PR #306, opened 2023-12-29
Add Pinned Memory metrics

pskiran1:
tests: https://github.com/triton-inference-server/server/pull/6754


src/test/CMakeLists.txt
```diff
@@ -489,8 +491,19 @@ if(${TRITON_ENABLE_METRICS})
       GTest::gmock
       prometheus-cpp::core
       protobuf::libprotobuf
+      ${CNMEM_LIBRARY}
+      CUDA::cudart
```
rmccorm4, line 495: Why is the cuda link needed?

src/pinned_memory_manager.cc
```diff
@@ -376,4 +391,16 @@ PinnedMemoryManager::Free(void* ptr)
...
+uint64_t
+PinnedMemoryManager::GetTotalPinnedMemoryByteSize()
+{
+  return pinned_memory_byte_size_;
+}
+
+uint64_t
+PinnedMemoryManager::GetUsedPinnedMemoryByteSize()
+{
+  return used_pinned_memory_byte_size_;
```
rmccorm4, line 403: Are these accesses thread-safe? It seems like the regions where it is updated are protected by `info_mtx_`, which implies some concurrent usage to me.

src/test/CMakeLists.txt
pskiran1: Pinned memory modules use CUDA functions. To prevent errors during building, the above CUDA linkage has been added.

src/pinned_memory_manager.cc
pskiran1: Thank you for noting this. Since `info_mtx_` is an instance variable and cannot be used in static methods, created a specific mutex variable for reading and writing `used_pinned_memory_byte_size_` without modifying the existing `info_mtx_`.

src/pinned_memory_manager.cc
```diff
@@ -153,6 +155,15 @@ PinnedMemoryManager::AllocInternal(
     if (status.IsOk()) {
       auto res = memory_info_.emplace(
           *ptr, std::make_pair(is_pinned, pinned_memory_buffer));
+
+      {
+        std::lock_guard<std::mutex> lk(alloc_info_mtx_);
```
rmccorm4, line 160: Can you move this within the `if` block and remove the extra `{ }` scope brackets, if `is_pinned` doesn't need to be protected?

src/pinned_memory_manager.cc
```diff
@@ -192,6 +203,17 @@ PinnedMemoryManager::FreeInternal(void* ptr)
                      << "pinned memory deallocation: "
                      << "addr " << ptr;
       memory_info_.erase(it);
+
+      {
+        std::lock_guard<std::mutex> lk(alloc_info_mtx_);
```
rmccorm4, line 208: Similarly I think this mutex can be moved within the `if (ix != allocated_memory_info_.end())` block.

src/pinned_memory_manager.cc
```diff
@@ -153,6 +155,13 @@ PinnedMemoryManager::AllocInternal(
     if (status.IsOk()) {
       auto res = memory_info_.emplace(
           *ptr, std::make_pair(is_pinned, pinned_memory_buffer));
+
+      if (is_pinned) {
+        std::lock_guard<std::mutex> lk(alloc_info_mtx_);
+        used_pinned_memory_byte_size_ += size;
+        allocated_memory_info_.emplace(*ptr, size);
```
tanmayv25, line 162: Shouldn't we account for the pinned memory de-allocation performed in L180?
as in decrement and remove the used_pinned_memory_byte_size?

rmccorm4 (commented):
Seems generally OK to me, but pinged @tanmayv25 for second opinion on the extra locking introduced here.

src/pinned_memory_manager.cc
tanmayv25: How about moving the used_pinned_memory_byte_size within PinnedMemory class?
Then we can replace
```
*ptr = pinned_memory_buffer->managed_pinned_memory_.allocate(
        size, std::nothrow_t{});
```
and
```
pinned_memory_buffer->managed_pinned_memory_.deallocate(*ptr);
```
with `Allocate` and `Deallocate` calls respectively. These calls can internally keep record of how much memory is in use by this PinnedMemory object. 
I believe this should make the code more maintainable.

src/pinned_memory_manager.h
```diff
@@ -77,6 +77,9 @@ class PinnedMemoryManager {
   // Return Status object indicating success or failure.
   static Status Free(void* ptr);
 
+  static uint64_t GetTotalPinnedMemoryByteSize();
+  static uint64_t GetUsedPinnedMemoryByteSize();
```
tanmayv25, line 81: Building upon my previous suggestion, as this static function can operate on static variable, you can create a static set in this class that holds all the PinnedMemoryManager objects created and individually accumulates the values from the specific objects.

This suggestion ensures that allocate and deallocate are always accompanied by allocated_memory_info update.

tanmayv25: Additionally in the destructor you'd have to ensure that object is removed from this static set.

src/pinned_memory_manager.cc
```diff
@@ -168,7 +199,7 @@ PinnedMemoryManager::AllocInternal(
   if ((!status.IsOk()) && (*ptr != nullptr)) {
     if (is_pinned) {
       std::lock_guard<std::mutex> lk(pinned_memory_buffer->buffer_mtx_);
```
tanmayv25, line 201: Move these mutex locks within Allocate and Deallocate function.

src/pinned_memory_manager.h
```diff
@@ -99,6 +108,8 @@ class PinnedMemoryManager {
 
   static std::unique_ptr<PinnedMemoryManager> instance_;
   static uint64_t pinned_memory_byte_size_;
+  static std::vector<std::shared_ptr<PinnedMemory>>
```
tanmayv25, line 111: You should add a static mutex to protect the allocated_pinned_memory_buffers_  vector.

pskiran1: Done 👍

src/pinned_memory_manager.cc
pskiran1: Done 👍

rmccorm4 (approved):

◆ About this exercise: Each line of the listing should be copied exactly.

◆ Solution below:
PR #306, opened 2023-12-29
Add Pinned Memory metrics

pskiran1:
tests: https://github.com/triton-inference-server/server/pull/6754


src/test/CMakeLists.txt
```diff
@@ -489,8 +491,19 @@ if(${TRITON_ENABLE_METRICS})
       GTest::gmock
       prometheus-cpp::core
       protobuf::libprotobuf
+      ${CNMEM_LIBRARY}
+      CUDA::cudart
```
rmccorm4, line 495: Why is the cuda link needed?

src/pinned_memory_manager.cc
```diff
@@ -376,4 +391,16 @@ PinnedMemoryManager::Free(void* ptr)
...
+uint64_t
+PinnedMemoryManager::GetTotalPinnedMemoryByteSize()
+{
+  return pinned_memory_byte_size_;
+}
+
+uint64_t
+PinnedMemoryManager::GetUsedPinnedMemoryByteSize()
+{
+  return used_pinned_memory_byte_size_;
```
rmccorm4, line 403: Are these accesses thread-safe? It seems like the regions where it is updated are protected by `info_mtx_`, which implies some concurrent usage to me.

src/test/CMakeLists.txt
pskiran1: Pinned memory modules use CUDA functions. To prevent errors during building, the above CUDA linkage has been added.

src/pinned_memory_manager.cc
pskiran1: Thank you for noting this. Since `info_mtx_` is an instance variable and cannot be used in static methods, created a specific mutex variable for reading and writing `used_pinned_memory_byte_size_` without modifying the existing `info_mtx_`.

src/pinned_memory_manager.cc
```diff
@@ -153,6 +155,15 @@ PinnedMemoryManager::AllocInternal(
     if (status.IsOk()) {
       auto res = memory_info_.emplace(
           *ptr, std::make_pair(is_pinned, pinned_memory_buffer));
+
+      {
+        std::lock_guard<std::mutex> lk(alloc_info_mtx_);
```
rmccorm4, line 160: Can you move this within the `if` block and remove the extra `{ }` scope brackets, if `is_pinned` doesn't need to be protected?

src/pinned_memory_manager.cc
```diff
@@ -192,6 +203,17 @@ PinnedMemoryManager::FreeInternal(void* ptr)
                      << "pinned memory deallocation: "
                      << "addr " << ptr;
       memory_info_.erase(it);
+
+      {
+        std::lock_guard<std::mutex> lk(alloc_info_mtx_);
```
rmccorm4, line 208: Similarly I think this mutex can be moved within the `if (ix != allocated_memory_info_.end())` block.

src/pinned_memory_manager.cc
```diff
@@ -153,6 +155,13 @@ PinnedMemoryManager::AllocInternal(
     if (status.IsOk()) {
       auto res = memory_info_.emplace(
           *ptr, std::make_pair(is_pinned, pinned_memory_buffer));
+
+      if (is_pinned) {
+        std::lock_guard<std::mutex> lk(alloc_info_mtx_);
+        used_pinned_memory_byte_size_ += size;
+        allocated_memory_info_.emplace(*ptr, size);
```
tanmayv25, line 162: Shouldn't we account for the pinned memory de-allocation performed in L180?
as in decrement and remove the used_pinned_memory_byte_size?

rmccorm4 (commented):
Seems generally OK to me, but pinged @tanmayv25 for second opinion on the extra locking introduced here.

src/pinned_memory_manager.cc
tanmayv25: How about moving the used_pinned_memory_byte_size within PinnedMemory class?
Then we can replace
```
*ptr = pinned_memory_buffer->managed_pinned_memory_.allocate(
        size, std::nothrow_t{});
```
and
```
pinned_memory_buffer->managed_pinned_memory_.deallocate(*ptr);
```
with `Allocate` and `Deallocate` calls respectively. These calls can internally keep record of how much memory is in use by this PinnedMemory object. 
I believe this should make the code more maintainable.

src/pinned_memory_manager.h
```diff
@@ -77,6 +77,9 @@ class PinnedMemoryManager {
   // Return Status object indicating success or failure.
   static Status Free(void* ptr);
 
+  static uint64_t GetTotalPinnedMemoryByteSize();
+  static uint64_t GetUsedPinnedMemoryByteSize();
```
tanmayv25, line 81: Building upon my previous suggestion, as this static function can operate on static variable, you can create a static set in this class that holds all the PinnedMemoryManager objects created and individually accumulates the values from the specific objects.

This suggestion ensures that allocate and deallocate are always accompanied by allocated_memory_info update.

tanmayv25: Additionally in the destructor you'd have to ensure that object is removed from this static set.

src/pinned_memory_manager.cc
```diff
@@ -168,7 +199,7 @@ PinnedMemoryManager::AllocInternal(
   if ((!status.IsOk()) && (*ptr != nullptr)) {
     if (is_pinned) {
       std::lock_guard<std::mutex> lk(pinned_memory_buffer->buffer_mtx_);
```
tanmayv25, line 201: Move these mutex locks within Allocate and Deallocate function.

src/pinned_memory_manager.h
```diff
@@ -99,6 +108,8 @@ class PinnedMemoryManager {
 
   static std::unique_ptr<PinnedMemoryManager> instance_;
   static uint64_t pinned_memory_byte_size_;
+  static std::vector<std::shared_ptr<PinnedMemory>>
```
tanmayv25, line 111: You should add a static mutex to protect the allocated_pinned_memory_buffers_  vector.

pskiran1: Done 👍

src/pinned_memory_manager.cc
pskiran1: Done 👍

rmccorm4 (approved):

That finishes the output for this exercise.